At 60fps, a 2 second burst is 120 frames. That's just a ludicrous amount of data, no matter how you look at it. I would be very happy with 10fps...8fps is sometimes just slightly too short on occasion, and a slightly higher frame rate would fix that. But I wouldn't ever want 20 or more...just far too much data to deal with, requiring a much greater expenditure in storage space across the board. Impractical.

Also, don't forget...keywording, metadata, and any other form of organization of your images. I tend to tune the keywords for and explicitly add metadata to each of the images I do not reject to improve searchability.


----------



## Don Haines (Dec 27, 2013)

Don Haines said:


> mkabi said:
> 
> 
> > What do you mean, you have to process them all?
> ...



Answered my own question..... Yes, you can batch process images in Lightroom..... Kind of shoots the "increased workload with higher frame rates" argument in the foot....


----------



## jrista (Dec 27, 2013)

mkabi said:


> jrista said:
> 
> 
> > mkabi said:
> ...



See my reply to Don's last message.



mkabi said:


> If the 1D X has the option of slowing burst rate from 12fps, you think they won't slow it down from 24fps?
> Even Magic Lantern allows you to increase and slow down fps... and thats in video mode... I can shoot from 1 or 2fps to all the way to 35fps at 1080p using FPS override.



I am saying that 24fps is beyond the level where most photographers would want to deal with the output. At 20fps and beyond, it's just too much data. There are plenty of times when I think I get too many shots with my 7D...I've spend a considerable amount of effort trying to hone my skill with the shutter button, in an attempt to reduce as much as possible the excess...at this point, I generally get 3-5 frames a burst, and I am generally able to get just the action sequences I want.



mkabi said:


> @Jrista specifically... you currently have the 7D, and you use the 600mm f/4 on it.
> I'm sure the 600mm cost you a pretty penny. I've checked out your pictures (on your site), I'm sure you're happy with them, right?



I am satisfied with some of them. I'm a perfectonist, and in my opinion, I still have a long road ahead of me...



mkabi said:


> Why not upgrade to FF, instead of wasting your time with APS-C?
> And, use extenders to give you that extra reach?

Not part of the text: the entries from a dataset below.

PR #1053, opened 2024-02-08
Fix and catch speech computation errors, add missing braille option

zorkow:
PR contains some corrections.

* Builds the correct speech string from the SSML also for the `mjx-container` element's `aria-label`.
* No speech is computed when `enableEnrichment` is set to `false`. Also catches error on speech computation when `enableEnrichment` is `true` but the element is actually not enriched. I think this currently only happens in the lab or when an enrichment error is caught.
* Adds missing `enableBraille` option.

### DIFF
--- a/ts/a11y/semantic-enrich.ts
+++ b/ts/a11y/semantic-enrich.ts
@@ -244,10 +244,8 @@ export function EnrichedMathItemMixin<N, T, D, B extends Constructor<AbstractMat
      */
     public attachSpeech(document: MathDocument<N, T, D>) {
       if (this.state() >= STATE.ATTACHSPEECH) return;
-      if (this.isEscaped || !document.options.enableEnrichment) {
-        this.state(STATE.ATTACHSPEECH);
-        return;
-      }
+      this.state(STATE.ATTACHSPEECH);
+      if (this.isEscaped || !document.options.enableEnrichment) return;
       let [speech, braille] = this.existingSpeech();
       let [newSpeech, newBraille] = ['', ''];
       if ((!speech && document.options.enableSpeech) ||
@@ -262,10 +260,7 @@ export function EnrichedMathItemMixin<N, T, D, B extends Constructor<AbstractMat
       }
       speech = speech || newSpeech;
       braille = braille || newBraille;
-      if (!speech && !braille) {
-        this.state(STATE.ATTACHSPEECH);
-        return;
-      }
+      if (!speech && !braille) return;
       const adaptor = document.adaptor;
       const node = this.typesetRoot;
       if (speech) {
@@ -279,7 +274,6 @@ export function EnrichedMathItemMixin<N, T, D, B extends Constructor<AbstractMat
       }
       this.outputData.speech = speech;
       this.outputData.braille = braille;
-      this.state(STATE.ATTACHSPEECH);
     }
 
   };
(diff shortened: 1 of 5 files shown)


ts/a11y/semantic-enrich.ts
```diff
@@ -244,12 +244,21 @@ export function EnrichedMathItemMixin<N, T, D, B extends Constructor<AbstractMat
      */
     public attachSpeech(document: MathDocument<N, T, D>) {
       if (this.state() >= STATE.ATTACHSPEECH) return;
+      if (this.isEscaped || !document.options.enableEnrichment) {
+        this.state(STATE.ATTACHSPEECH);
```
dpvc, line 248: Do any of the calls below cause a MathJax retry error?  (That is, do any call `mathjax.retryAfter()`?)

If not, then you can do `this.state(STATE.ATTACHSPEECH)` above line 247, and then just return here and the other places where the state is set.  That would avoid having to set the state in several places.  But it only works if the rest of the code will always complete and not restart the typesetting via `retryAfter()`.

ts/a11y/semantic-enrich.ts
```diff
@@ -244,12 +244,21 @@ export function EnrichedMathItemMixin<N, T, D, B extends Constructor<AbstractMat
...
+        return;
+      }
       let [speech, braille] = this.existingSpeech();
       let [newSpeech, newBraille] = ['', ''];
       if (!speech || !braille ||
         document.options.enableSpeech || document.options.enableBraille) {
```
dpvc, line 254: I didn't catch this earlier, but I think this condition is wrong.  That is, if `document.options.enableSpeech` is false, you should not generate speech even if `!speech` is true, and similarly for braille.  So I think this should be

``` js
if ((!speech && document.options.enableSpeech) || (!bralle && document.options.enableBraille)) {
```

dpvc (changes requested):
There are a couple of items identified here for your consideration.

Also, it looks like the function 

https://github.com/mathjax/MathJax-src/blob/799ad89bcfc2dd750c7e970214d87065117a4c01/ts/a11y/semantic-enrich.ts#L290-L306

is no longer used, so can be eliminated.

Also, I'm wondering if

``` js
if (this.options.enableSpeech || this.options.enableBraille) {
...
}
```

should be placed around lines

https://github.com/mathjax/MathJax-src/blob/799ad89bcfc2dd750c7e970214d87065117a4c01/ts/a11y/semantic-enrich.ts#L417-L419

like is done at line 430 below.  That would save having to loop through all the math when we aren't adding speech or braille.

ts/a11y/semantic-enrich.ts
zorkow: It should not. The only place that triggers a `retryAfter` is in line 183:
https://github.com/mathjax/MathJax-src/blob/799ad89bcfc2dd750c7e970214d87065117a4c01/ts/a11y/semantic-enrich.ts#L183
But that should have run before `attachSpeech` at all times.

ts/a11y/semantic-enrich.ts
zorkow: Thanks. Good catch.

zorkow:
I've made changes except the `attachSpeech` one and I've made a change in `package.json` to the new SRE release.

dpvc (approved):
OK, this all looks good.  If you want to do the `STATE.ATTACHSPEECH` change, that is great.  Approved either way.

zorkow:
> OK, this all looks good. If you want to do the `STATE.ATTACHSPEECH` change, that is great. Approved either way.

I've tested with the states and I've made the simplification.

PR #1054, opened 2024-02-10
Feature/better honking

zorkow:
One more PR. Fixes error in expressions that already contain an `maction` (i.e., not one introduced by `collapsible` option), where `visitMactionNode` can introduce a second duplicate `data-maction-id` attribute. This breaks XML parsing. Previously this was not an issue as we used HTML parsing, but now we are using SRE's XML parsing. 

Also some improvements to expansion/collapse/action:
* Only honks when no action can be taken on a node.
* Uses the `Enter` key for action as this is what the aria tree pattern expects for triggering actions.


dpvc (approved):
This looks good.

I fully intend to. Buying a $13,000 lens tends to drain you of excess funds for a while. 




mkabi said:


> @ Everyone else... Lets be real, look at canon history.... 7D to t2i to 60D to t3i to t4i to t5i... all had the same sensor.
> 70D comes out, new sensor.... what do you really think is going to be in 7D mark ii? A newer sensor from the 70D? Not a friggin chance....
> 
> Even if they took away the video mode, its still going to have 70D sensor in it... canon history shows that....
> You're just wasting your breath complaining... if you're happy with the current 7D, stick with it.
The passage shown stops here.